It may seem an odd move to open this list with a YA vampire novel set for physical release in 2018 (it's available now as an ebook), but I was asked to read Victoria Dalpe’s Parasite Life for a blurb earlier this year and was blown away. Horror has almost always played heavily to a younger audience, and the YA label doesn’t mean that Dalpe pulls any punches. While the vampire novel in general—and the YA vampire novel in particular—may feel like a scene that has been well played out by now, Dalpe breathes new life into it by resurrecting the primal, atavistic, Gothic horror that made the children of the night sing to us in the first place.  

Related: 9 YA Horror Books That Terrify at Any Age 

best horror books 2017

Beneath

By Kristi DeMeester

Imagine Salem’s Lot by way of Lair of the White Worm but at once more apocalyptic and maybe more personal than either of those, set in the surroundings of a rural snake handling religious sect, and you’ve got an idea of what you can expect from Kristi DeMeester’s breakout novel.  

best horror books 2017

An Augmented Fourth

By Tony McMillen

What if The Thing or From Beyond had starred a bunch of analogues of real-life rock stars with the serial numbers filed off, trapped in a snowed-in hotel with shape-changing monsters? You’d get something a lot like Tony McMillen’s funny and freaky short novel An Augmented Fourth, which reads a bit like a cross between Lovecraftian horror and This Is Spinal Tap.

Black Mad Wheel

Black Mad Wheel

By Josh Malerman

The twisted mind behind Bird Box returns with a psychological horror about a strange and sinister sound reverberating from an African desert and the aging Detroit rockers tasked by the U.S. Government to investigate the disturbance. Kirkus declares Malerman's kinetic new release "dark, brooding, and slightly unhinged" and "certifiably unlike any you'll read this year."

best horror books 2017

Little Heaven

By Nick Cutter

Get ready for the gore. Nick Cutter's visceral horror novel transports readers to a remote New Mexico settlement known as New Heaven. It is here that a trio of mercenaries arrive in search of a woman's missing nephew. Not long after arriving, however, it's clear the enclave is far from heavenly. Hanging in the air is a dangerous kind of paranoia and madness—one that threatens to spill blood and swallow the town whole.

best horror books 2017

Behind You

By Brian Coldrick

If you’re already familiar with Brian Coldrick’s work from his by-now infamous Tumblr, then you have at least some idea of what to expect from Behind You. If not, Coldrick creates intoxicating “one-shot horror stories” by combing just a few words, often only a sentence or two, with a single image of someone with something right behind them.
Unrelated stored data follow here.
PR #603, opened 2020-12-05
async throttler, dont block the threadpool

rogeralsing:
Small change to throttler, no hard blocking calling thread


mhelleborg:
👍

mhelleborg (approved):
Looks fine to me, SemaphoreSlim here seems like a good choice

PR #607, opened 2020-12-05
Rewritten IdentityStorageWorker to enable ordering without blocking on storage calls.

mhelleborg:


src/Proto.Cluster.Identity/IdentityStorageWorker.cs
```diff
@@ -32,51 +32,74 @@ public IdentityStorageWorker(IdentityStorageLookup storageLookup)
...
+                pidList.Add(context.Sender);
+                return Task.CompletedTask;
             }
 
+            _inProgress.Add(msg.ClusterIdentity, new List<PID>());
 
-            void Respond(PID? pid)
-            {
-                context.Respond(new PidResult
+            context.ReenterAfter(GetWithGlobalLock(context.Sender!, msg.ClusterIdentity, context.CancellationToken), task => {
```
rogeralsing, line 63: I like this 👍🏻 , let's consider if it can be made into some form of pattern/abstraction also.
IIRC we have(had?) a similar case in PartitionIdentityActor.

TaskCompleter<TKey,TValue,TSubscriber>  _taskCompleter = new();


_taskCompleter.Add (key,  onMissing: key => ...., onCompleted: (value, subscriberArr) => foreach(var s in subscriberArr) ..... )

something in that direction maybe?

mhelleborg: Not a bad idea. Perhaps we can make it more efficient in the base case as well, eliminating the list allocation?

PR #611, opened 2020-12-06
Revert Cluster Regressions

rogeralsing:
Emergency hot fix to revert proper behavior in public nugets.

After the latest optimizations of Remote and Identity modules, 
Something broke in terms of cluster stability.
Reverting both these projects makes everything work as expected again.


rogeralsing:
cc @mhelleborg  @Damian-P 

This is not intended as a permanent change, but we need to have nugets that work properly.
Continuing to debug what causes the incorrect behavior.

PR #617, opened 2020-12-09
use cluster request async with actor context

rogeralsing:
@mhelleborg 

PoC of using actor context as sender in Cluster.RequestAsync


mhelleborg (commented):
Excellent 🥇

PR #620, opened 2020-12-17
Masstransit counters PoC

rogeralsing:
PoC stealing the Performance Counter abstraction from @MassTransit.
Nothing implemented yet, just copy paste on counter infra code.

cc @alexeyzimarev @mhelleborg do you think this is something we can work on? adapting it to the PA infrastructure?

Some special cases, we have core, remote and cluster, (and persistence?) that could benefit from this.
each module would need its own counters.

cc @phatboyg for transparency

### DIFF
--- a/src/Proto.Actor/Monitoring/Performance/BasePerformanceCounters.cs
+++ b/src/Proto.Actor/Monitoring/Performance/BasePerformanceCounters.cs
@@ -1,0 +1,36 @@
+namespace MassTransit.Monitoring.Performance
+{
+    using System;
+    using System.Collections.Generic;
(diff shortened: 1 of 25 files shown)


rogeralsing:
`Counter`, is just the name and description/help of a counter.
Counter gets converted into a `CounterData`, which is the same + counter type. (why are those not the same?)
Then there is the actual `IPerformanceCounter` implementations, e.g Null and StatsD. 

Not sure how the relation is between the first two and the IPerformanceCounter.

My gut feeling is that this can be adapted, as on a conceptual level, we are also dealing with messages sent, failed messages etc.

PR #624, opened 2020-12-19
Global killswitch

rogeralsing:
Global Killswitch WiP.

This adds a CancellationTokenSource to the ActorSystem.
Whenever system.ShutdownAsync is called, the token is cancelled.
This way, other subsystems can check if the token is cancelled

There are a lot of moving parts, requests, heartbeats, endpoints etc that all should interact with this token.

It's a bit of trial and error on where to use the token and if it should just silently return, or throw in those cases.

at the very least, the shutdown process is clean now and will unregister whatever should be unregistered.

cc @Damian-P @mhelleborg @alexeyzimarev

### DIFF
--- a/src/Proto.Actor/ActorSystem.cs
+++ b/src/Proto.Actor/ActorSystem.cs
@@ -31,7 +31,7 @@ namespace Proto
             Root = new RootContext(this);
             DeadLetter = new DeadLetterProcess(this);
             Guardians = new Guardians(this);
-            EventStream = new EventStream(config.DeadLetterThrottleInterval, config.DeadLetterThrottleCount, Token);
+            EventStream = new EventStream(config.DeadLetterThrottleInterval, config.DeadLetterThrottleCount, Shutdown);
             var eventStreamProcess = new EventStreamProcess(this);
             ProcessRegistry.TryAdd("eventstream", eventStreamProcess);
             Extensions = new ActorSystemExtensions(this);
@@ -53,7 +53,7 @@ namespace Proto
 
         public ActorSystemExtensions Extensions { get; }
 
-        public CancellationToken Token => _cts.Token;
+        public CancellationToken Shutdown => _cts.Token;
 
         public Task ShutdownAsync()
         {
--- a/src/Proto.Actor/ActorSystem.cs
+++ b/src/Proto.Actor/ActorSystem.cs
@@ -31,7 +31,7 @@ namespace Proto
             Root = new RootContext(this);
             DeadLetter = new DeadLetterProcess(this);
             Guardians = new Guardians(this);
-            EventStream = new EventStream(config.DeadLetterThrottleInterval, config.DeadLetterThrottleCount);
+            EventStream = new EventStream(config.DeadLetterThrottleInterval, config.DeadLetterThrottleCount, Token);
             var eventStreamProcess = new EventStreamProcess(this);
             ProcessRegistry.TryAdd("eventstream", eventStreamProcess);
             Extensions = new ActorSystemExtensions(this);
--- a/src/Proto.Actor/ActorSystem.cs
+++ b/src/Proto.Actor/ActorSystem.cs
@@ -4,6 +4,8 @@
 // </copyright>
 // -----------------------------------------------------------------------
 using System;
+using System.Threading;
+using System.Threading.Tasks;
 using JetBrains.Annotations;
 using Proto.Extensions;
 
@@ -16,6 +18,7 @@ namespace Proto
         internal const string NoHost = "nonhost";
         private string _host = NoHost;
         private int _port;
+        private CancellationTokenSource _cts = new();
 
         public ActorSystem() : this(new ActorSystemConfig())
         {
@@ -49,6 +52,14 @@ namespace Proto
         public EventStream EventStream { get; }
 
         public ActorSystemExtensions Extensions { get; }
+
+        public CancellationToken Toke => _cts.Token;
+
+        public Task ShutdownAsync()
+        {
+            _cts.Cancel();
+            return Task.CompletedTask;
+        }
 
         public void SetAddress(string host, int port)
         {
--- a/src/Proto.Actor/ActorSystem.cs
+++ b/src/Proto.Actor/ActorSystem.cs
@@ -53,7 +53,7 @@ namespace Proto
 
         public ActorSystemExtensions Extensions { get; }
 
-        public CancellationToken Toke => _cts.Token;
+        public CancellationToken Token => _cts.Token;
 
         public Task ShutdownAsync()
         {
--- a/src/Proto.Actor/EventStream/EventStream.cs
+++ b/src/Proto.Actor/EventStream/EventStream.cs
@@ -7,6 +7,7 @@
 // ReSharper disable once CheckNamespace
 using System;
 using System.Collections.Concurrent;
+using System.Threading;
 using System.Threading.Tasks;
 using JetBrains.Annotations;
 using Microsoft.Extensions.Logging;
@@ -20,11 +21,11 @@ namespace Proto
     {
         private readonly ILogger _logger = Log.CreateLogger<EventStream>();
 
-        internal EventStream() : this(TimeSpan.Zero, 0)
+        internal EventStream() : this(TimeSpan.Zero, 0, CancellationToken.None)
         {
         }
 
-        internal EventStream(TimeSpan throttleInterval, int throttleCount)
+        internal EventStream(TimeSpan throttleInterval, int throttleCount, CancellationToken ct)
         {
             var shouldThrottle = Throttle.Create(throttleCount, throttleInterval,
                 droppedLogs => _logger.LogInformation("[DeadLetter] Throttled {LogCount} logs.", droppedLogs)
@@ -32,7 +33,7 @@ namespace Proto
             Subscribe<DeadLetterEvent>(
                 dl =>
                 {
-                    if (shouldThrottle().IsOpen())
+                    if (!ct.IsCancellationRequested && shouldThrottle().IsOpen())
                     {
                         _logger.LogInformation(
                             "[DeadLetter] could not deliver '{MessageType}:{Message}' to '{Target}' from '{Sender}'",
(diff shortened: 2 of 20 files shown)


src/Proto.Actor/ActorSystem.cs
```diff
@@ -50,6 +53,14 @@ public ActorSystem(ActorSystemConfig config)
 
         public ActorSystemExtensions Extensions { get; }
 
+        public CancellationToken Token => _cts.Token;
```
rogeralsing: Naming? Token is not very semantic

src/Proto.Actor/ActorSystem.cs
```diff
@@ -50,6 +53,14 @@ public ActorSystem(ActorSystemConfig config)
...
+
+        public Task ShutdownAsync()
```
rogeralsing, line 58: Trigger the global killswitch

src/Proto.Actor/EventStream/EventStream.cs
```diff
@@ -20,19 +21,19 @@ public class EventStream : EventStream<object>
     {
         private readonly ILogger _logger = Log.CreateLogger<EventStream>();
 
-        internal EventStream() : this(TimeSpan.Zero, 0)
+        internal EventStream() : this(TimeSpan.Zero, 0, CancellationToken.None)
         {
         }
 
-        internal EventStream(TimeSpan throttleInterval, int throttleCount)
+        internal EventStream(TimeSpan throttleInterval, int throttleCount, CancellationToken ct)
```
rogeralsing, line 28: eventstream takes a CT. in practice it is the killsiwtch CT.

it's used to stop logging deadletter logs once it is triggered for a less noisy shutdown flow

src/Proto.Cluster/Cluster.cs
```diff
@@ -103,8 +103,9 @@ private async Task BeginStartAsync(bool client)
 
         public async Task ShutdownAsync(bool graceful = true)
         {
+            await System.ShutdownAsync();
```
rogeralsing, line 106: Not sure what is the optimal order here.
Maybe it should be the other way around. but this solves the problem for now

src/Proto.Cluster/ClusterHeartBeat.cs
```diff
@@ -78,12 +78,20 @@ private async Task HeartBeatLoop()
                         }
                         catch (TimeoutException)
                         {
+                            if (_cluster.System.Token.IsCancellationRequested)
+                            {
+                                return;
```
rogeralsing, line 83: silent exit if shutting down

src/Proto.Cluster/Identity/IdentityStorageLookup.cs
```diff
@@ -83,6 +85,10 @@ internal PID RemotePlacementActor(string address)
 
         public Task RemovePidAsync(PID pid, CancellationToken ct)
         {
+            if (_system.Token.IsCancellationRequested)
```
rogeralsing: silent exit if shutting down. this one was a major issue before.
RequestAsyncStrategy hitting this method when it detects that there is no activation

src/Proto.Cluster/Identity/IdentityStoragePlacementActor.cs
```diff
@@ -57,8 +71,13 @@ private Task Tick(IContext context)
             return Task.CompletedTask;
         }
 
-        private async Task Terminated(Terminated msg)
+        private async Task Terminated(IContext context, Terminated msg)
         {
+            if (context.System.Token.IsCancellationRequested)
+            {
+                return;
```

On his Tumblr, these images are animated gifs, and while they may sometimes lose something with their translation onto the printed page, they also gain something: A permanence that allows you to really study them, to sink into the tiny world that each installment creates, and let your imagination run wild.  

Related: 9 Underrated Paranormal Books That Will Get Under Your Skin 

best horror books 2017

Mr. Higgins Comes Home

By Mike Mignola

It’s hard to go wrong with Mike Mignola, but his Hellboy comics can sometimes feel like a monolithic undertaking for new readers. Fortunately, for them, there’s something like Mr. Higgins Comes Home, a short little standalone hardcover that blends Roman Polanski’s The Fearless Vampire Killers with some of Hammer’s less-well-known Gothic pictures. While Mignola supplies the words, Warwick Johnson-Cadwell supplies the art, and his strange, cartoony style is an oddly perfect fit for the material, capturing the atmosphere, the comedy, and the tragedy of the premise perfectly. 

best horror books 2017

The Unorthodox Dr. Draper & Other Stories

By William Browning Spencer

William Browning Spencer is one of the best writers working today when it comes to darkly comic weird tales, and the only unfortunate part is that he produces new work so infrequently. This is his first collection in over 10 years, and it contains some of his best stories, including “The Tenth Muse” and “Penguins of the Apocalypse.” (Which, honestly, if that title doesn’t pull you in, nothing will.)  

best horror books 2017

Calls for Submission

By Selena Chambers

While it would be tough to label every story in Selena Chambers’ impressive debut collection “horror,” there is plenty of horror to be found in the pages of Calls for Submission, from suicidal Beat poets to a modern take on Edgar Allan Poe’s “M. Valdemar,” complete with rock bands. What all the stories share in common is a welcome scholarly bent combined with a punk rock attitude and an almost encyclopedic knowledge of the genre’s history.  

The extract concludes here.